Untangling Culture KNOT #016

Harmony Addiction

It's actually suppression. And if you've been in enough of those meetings, you know exactly which it is by the speed of the consensus.

To discern the true nature of anything, whatever it may seem, is wisdom. Valluvar’s challenge: look past what something appears to be. Find what it actually is. Your team meeting ended early. Everyone agreed. Smiles. Nods. A clean decision in twenty minutes. It seems like alignment. It’s actually suppression. And if you’ve been in enough of those meetings, you know exactly which it is by the speed of the consensus.

Philip Green’s Arcadia Group was psychological unsafety made corporate. I read the 2018 parliamentary testimony and the Telegraph exposé. Employees described ‘walking on eggshells.’ Senior executives reported Green screaming at them in meetings, throwing objects, commenting on women’s appearances. One executive described the culture as ‘fear, compliance, and silence.’ When Arcadia collapsed in 2020, with 13,000 jobs lost and a £350 million pension deficit, the inquest found that nobody had challenged Green’s decisions in years. Unsafety doesn’t just silence dissent. It removes the neural pathways for generating it.

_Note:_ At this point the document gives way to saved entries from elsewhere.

PR #1372, opened 2015-01-09
[Sprint 41] XD 2542 - Create MessageHandler for RxJava based processor modules

markpollack:
Based off 2d59676ccbe20ff2e86cb5e737ea71b25e973e57

* Changed to use PublishSubject
* Remove check for existing observers
* Throw exception if can't dispatch message to a Subject
* Keep track of Subscriptions, unsubscribe on app context destory
* Remove Subject from map when it completes, will be created again on 
  next message for a given dispatcher thread.

### DIFF
--- a/build.gradle
+++ b/build.gradle
@@ -40,6 +40,7 @@ ext {
 		'spring-xd-analytics',
 		'spring-xd-analytics-ml',
 		'spring-xd-reactor',
+		'spring-xd-rxjava',
 		'spring-xd-tuple',
 		'spring-xd-module',
 		'spring-xd-rest-client',
@@ -344,6 +345,14 @@ project('spring-xd-reactor') {
 	description = 'Spring XD Reactor'
 	dependencies {
 		compile "io.projectreactor:reactor-core"
+		compile "org.springframework.integration:spring-integration-core"
+	}
+}
+
+project('spring-xd-rxjava') {
+	description = 'Spring XD RxJava'
+	dependencies {
+		compile "io.reactivex:rxjava"
 		compile "org.springframework.integration:spring-integration-core"
 	}
 }
--- a/dependencies.properties
+++ b/dependencies.properties
@@ -99,6 +99,7 @@ jaxen\:jaxen=1.1.6
 jline\:jline=2.11
 joda-time\:joda-time=2.5
 junit\:junit=4.12
+io.reactivex\:rxjava=1.0.0
 ldapsdk\:ldapsdk=4.1
 log4j\:log4j=1.2.17
 mysql\:mysql-connector-java=5.1.34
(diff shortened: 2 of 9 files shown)


ericbottard:
After some research, seems like http://reactivex.io/RxJava/javadoc/rx/subjects/SerializedSubject.html is exactly what we should be using, rather than trying our own (possibly broken) solution. What am I missing here? cc @smaldini

markpollack:
No processing occurs in parallel afaik with that arrangement.
M


On Jan 12, 2015, at 9:02 AM, Eric Bottard <notifications@github.com> wrote:

After some research, seems like
http://reactivex.io/RxJava/javadoc/rx/subjects/SerializedSubject.html is
exactly what we should be using, rather than trying our own (possibly
broken) solution. What am I missing here? cc @smaldini
<https://github.com/smaldini>

—
Reply to this email directly or view it on GitHub
<https://github.com/spring-projects/spring-xd/pull/1372#issuecomment-69573367>
.

markpollack:
This is sharing a single subject across multiple threads vs assigning a
subject per thread, so it isn't the same.

At the end of the day, we will probably need to support a variety of
dispatching options.

Ironically, ATM the simple sample for RXJava I committed to
spring-xd-samples would benefit from SerializedSubject vs
publisherSubject...but that is for 'hello world'

i don't think we provide enough control for all use-cases ATM so need to
make some pragmatic compromise.

My gut feel is that additional dispatching options, in combination with
message bus/listener container options, will have to wait until a 1.2.1
release.

On Jan 12, 2015, at 9:02 AM, Eric Bottard <notifications@github.com> wrote:

After some research, seems like
http://reactivex.io/RxJava/javadoc/rx/subjects/SerializedSubject.html is
exactly what we should be using, rather than trying our own (possibly
broken) solution. What am I missing here? cc @smaldini
<https://github.com/smaldini>

—
Reply to this email directly or view it on GitHub
<https://github.com/spring-projects/spring-xd/pull/1372#issuecomment-69573367>
.

markpollack:
Changed implementation to use SerialzedSubject - it is sitting in a seperate branch at 

https://github.com/markpollack/spring-xd/commit/ccf299795761088c1ec77d51fa239b5d14d06fd8

It works nicely with the example in https://github.com/spring-projects/spring-xd-samples/tree/master/rxjava-moving-average

Will experiment with introducing a SubjectFactory with two implementations.  One uses SerializedSubject and the other creates a Subject based on the result of evaluating a SpEL expression on the message.  This way one could have a spel expression that creates a Subject per Kafka Partition, or a subject per threadId, etc.

markpollack:
closing, will be issuing a new PR.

This is what happens when comfort becomes the priority. In pharmacology, analgesic dependency occurs when the body becomes so accustomed to pain suppression that it can no longer process discomfort naturally. The drug doesn’t cure the pain. It hides it. And the longer you hide it, the less capable the body becomes of dealing with it on its own. Harmony addiction works the same way. The team suppresses conflict so consistently that it loses the capacity to have productive disagreement. When the real problem finally arrives, one that can’t be smoothed over, the team has no muscles for it. The conflict skills have atrophied.

In your next meeting, introduce a deliberate counter-position. Not to create drama. To test what happens when someone disagrees. If the room tenses, if people look at you like you broke something, that tension is your diagnostic. Healthy teams lean into disagreement. Addicted teams flinch.

That comfort has a name. Harmony Addiction. And once you see it, you can’t unsee it.

Untie The Knot

Uproot

The team was rewarded for agreement. Early on, someone disagreed and the response (subtle, social, structural) made the cost clear. After that, consensus was the path of least resistance. Harmony became the default because conflict had invisible consequences.

Navigate

The team can hold a disagreement for an entire meeting without resolving it prematurely. Unresolved tension is treated as useful information, not a failure.

Tool

SPAR / Dialectic: the structured disagreement protocol that makes conflict productive instead of personal. SPAR turns argument into illumination.

Implement

In your next team decision, explicitly assign one person to argue against the consensus. Not as theatre. As methodology. Watch whether the room allows it.

Emerge

When productive conflict becomes normal, decisions get sharper, implementation resistance drops, and the team stops avoiding the conversations that matter most.